Thanks to the following Patrons for their generous monthly contributions that help keep Crash Course free for everyone forever:

Eric Prestemon, Sam Buck, Mark Brouwer, Naman Goel, Patrick Wiener II, Nathan Catchings, Efrain R. Pedroza, Brandon Westmoreland, dorsey, Indika Siriwardena, James Hughes, Kenneth F Penttinen, Trevin Beattie, Satya Ridhima Parvathaneni, Erika & Alexa Saur, Glenn Elliott, Justin Zingsheim, Jessica Wode, Kathrin Benoit, Tom Trval, Jason Saslow, Nathan Taylor, Brian Thomas Gossett, Khaled El Shalakany, SR Foxley, Yasenia Cruz, Eric Koslow, Caleb Weeks, Tim Curwick, D.A. Noe, Shawn Arnold, Malcolm Callis, Advait Shinde, William McGraw, Andrei Krishkevich, Rachel Bright, Jirat, Ian Dundore

Want to find Crash Course elsewhere on the internet?
Facebook -
Twitter -
Tumblr -
Support Crash Course on Patreon:

CC Kids:
[Complexly theme]

Hi, I'm Adriene Hill, and welcome back to Crash Course Statistics. We've learned a lot about how statistics can help us understand the world better, make better decisions, and guess what'll happen in the future.

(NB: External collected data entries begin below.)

PR #343, opened 2026-09-04
NotificationsList: consume all view widgets

danirabbit:
Another end game one, make sure indicator is no view, only model and controller

### DIFF
--- a/src/Widgets/NotificationsList.vala
+++ b/src/Widgets/NotificationsList.vala
@@ -31,7 +31,7 @@ public class Notifications.NotificationsList : Granite.Bin {
         var not_disturb_switch = new Granite.SwitchModelButton (_("Do Not Disturb"));
 
         var dnd_switch_separator = new Gtk.Separator (HORIZONTAL) {
-            margin_top = 3,
+            margin_top = 3
         };
 
         var clear_all_btn_separator = new Gtk.Separator (HORIZONTAL) {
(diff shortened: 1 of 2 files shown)


src/Widgets/NotificationsList.vala
```diff
@@ -71,7 +90,17 @@ public class Notifications.NotificationsList : Granite.Bin {
         stack.add_named (placeholder, "placeholder");
         stack.add_named (scrolled, "list");
 
-        child = stack;
+        var main_box = new Gtk.Box (VERTICAL, 0) {
+            width_request = 360
+        };
+        main_box.append (not_disturb_switch);
+        main_box.append (dnd_switch_separator);
+        main_box.append (scrolled);
```
zeebok: Should this be stack instead?

src/Widgets/NotificationsList.vala
```diff
@@ -27,6 +28,24 @@ public class Notifications.NotificationsList : Granite.Bin {
     }
 
     construct {
+        var not_disturb_switch = new Granite.SwitchModelButton (_("Do Not Disturb"));
```
zeebok, line 31: This was styled in Indicator so not sure if it needs some styling here?

src/Widgets/NotificationsList.vala
danirabbit: Oops yes. Good catch!

src/Widgets/NotificationsList.vala
danirabbit: Yeah I'm not sure why it was before? This is not a list header, it's just a toggle so it doesn't make sense to style it as a header imo

zeebok (approved):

Prediction is a big part of how modern statistical analysis is used, and it's helped us make improvements to our lives big and small. But predictions are just educated guesses. We use the information that we have to build up a model of how the world works. A lot of the examples we talked about earlier in the series were making predictions about the present–things like, which coffee shop has better coffee, or how much does an increase in cigarette smoking decrease heart health?

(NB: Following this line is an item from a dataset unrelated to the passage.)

PR #354, opened 2026-09-04
Notification: scope and sort properties

danirabbit:


zeebok (approved):
Oh wow I wasn't even thinking about property order when looking through all of those PRs 😅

But in this episode, we're gonna focus on using statistics to make predictions about the future. Like, who will win the next World Series, or what stock's gonna do well next month?

Looking back at times when we've failed to make accurate predictions can help us understand more about how to get it right, or whether we just don't have enough information. Today, we're gonna talk about three areas of prediction: markets, earthquakes, and elections. We'll look at why predicting these events can be tricky; why we get it wrong.

[Crash Course theme]

Banks were influential in creating the perfect storm that lead to the 2008 financial crisis. If you've seen "The Big Short" or read the book it's based on, you know that. You also know that Steve Carell should never go blonde again.

The financial crisis is really complicated, and we're gonna simplify it a lot here, but if you're interested, you can check out episode 12 of our Economics series. For now, we're gonna focus on two prediction issues related to the crisis: 1) Overestimating the independence of loan failures, and 2) Economists who didn't see the crisis coming.

So before the crisis, banks were giving out mortgages to pretty much anyone. Normally, banks and lenders in general are choosy about who they lend to. If you give someone a million-dollar loan, and they can't pay it back, you lose out. But banks weren't holding on to that debt; they were selling it to others.

They combined mortgages into groups and sold shares of the loans as mortgage backed securities. The banks knew that some people wouldn't pay their loan in full, but when the mortgages were packaged together, the risk was supposedly mitigated.

Say, there's a 10% chance that each borrower will default on or fail to repay their loan. While not totally risky, it's not ideal for investors. But if you packaged even five similar loans together, the probability that all of them will default is now only 0.001%, because the probability of all of them failing–if each loan failing is independent of another loan failing–is 0.1 to the 5th power.

But we just made a prediction mistake. Many investors overestimated the independence of loan failures. They didn't take into account that if the then-overhauled housing market, and subsequently the economy, began to crumble, the probability of loans going unpaid would shoot way up.

They also had bad estimates of just how risky some of these loans were. Families were losing their homes, and the unemployment rate in the US steadily increased from around 5% to as high as 10% in just a couple of years. There was a global recession that most economists' models hadn't predicted. And to this day, they're still debating exactly why.

Economist John T Harvey claims: "Economics is skewed towards rewarding people for building complex mathematical models, not for explaining how the actual economy works." Others theorize that we need to focus more on people and their sometimes irrational behavior. Wharton finance professor Franklin Allen partly attributes our inability to predict the financial crisis to models that underplayed the impact of banks–the same banks that were involved in the lending practices that helped create, and then deflate, the housing bubble. He claims: "That's a large part of the issue. They simply didn't believe the banks were important."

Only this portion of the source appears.